In contrast to comparison, an implementation of theaddLast method is easily understood, i.e., it only modifies the other field of the last node of the recipient list object by assigning its parameter; it's actually easier to use the actual implementation than to specify it, i.e., one can focus on checking the join first by using an implementation of addLast.

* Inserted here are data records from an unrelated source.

PR #730, opened 2023-02-17
Don't use setf with buffer-substring

### LINKED ISSUE #729: setf and buffer-substring
With Emacs 29.1, use of `setf` with `buffer-substring` is effectively obsolete. Hopefully they reverse this, but am guessing they won't.

```console
citar-org.el:407:12: Warning: ‘buffer-substring’ is an obsolete generalized
    variable.
citar-org.el:445:12: Warning: ‘buffer-substring’ is an obsolete generalized
    variable.
```

https://github.com/emacs-citar/citar/blob/3d84879b1793f327c68cabaddd6bedb35a030274/citar-org.el#L407-L408

See linked PR for an ugly fix.

See also:

https://github.com/minad/consult/issues/636

bdarcus:
Fix #729

--------

I don't understand this code well, and not sure this is the best solution, but it seems to work.

Here's the definition of `cl--set-buffer-substring`:

```elisp
(defun cl--set-buffer-substring (start end val)
  (save-excursion (delete-region start end)
          (goto-char start)
          (insert val)
          val))
```

Note: I uncovered a bug in the shift function that preceded this. If you try to move right, for example, when point is on the last reference, you will get a type error.

I think either it should do nothing but not trigger an obscure error, or move it to be the first reference.

I have implemented the former, but added a more useful error message.

Finally, I also added `citar-capf-setup` here.

### DIFF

Unlike techniques primarily concerned with heap shapes [LAS00], these types of properties make it difficult to automatically use heap abstraction techniques that summarize objects, because the elements (whose numbers can be unlimited).

Background
Issues in Symbolic Execution
k-bounding
Lazier Initialization
Formalization

For example, symbolic execution of a non-terminating loop that adds concrete objects to a linked list does not end gracefully. Arithmetic operations and branch instructions are performed in the same way as typical symbolic execution [Kin76].

Figure 9.2: Lazy and Lazier Initializations

Contract-Based Symbolic Execution

Heap Region Versioning

Additionally, we associate a version number with each region, which is incremented when any object in the region is updated. This allows us to detect that subsequent method calls, such as compare, whose context is in the same regions and versions, return the same result value.

Context Versioning

Refined by this region specification, the analysis begins with two fresh symbolic references pointed to by the latter, denoted by ρ1 and ρ2 as their region descriptors. Freshly created concrete objects are marked with a special region ρ, and the more lazy initialization of the field fρ, which can point to objects from region ρ, can only choose between , a fresh symbolic object, or existing symbol objects in regionρ.

Discussion

The first half shows the total time taken by Bogor/Kiasan (including calls to CVC Lite), and the second half shows the time taken by CVC Lite. This happens because the condition we used for the Comparable version requires that all elements of the array be non-zero. So the condition extends the array elements to the limit.

Related Work

Conclusion and Future Work

In Proceedings of the 11th SPIN International Workshop on Model Control Software, LNCS volume 2989, pages 164–181. In Proceedings of the Second International Symposium on Static Analysis (SAS'95), LNCS volume 983, pages 1–18.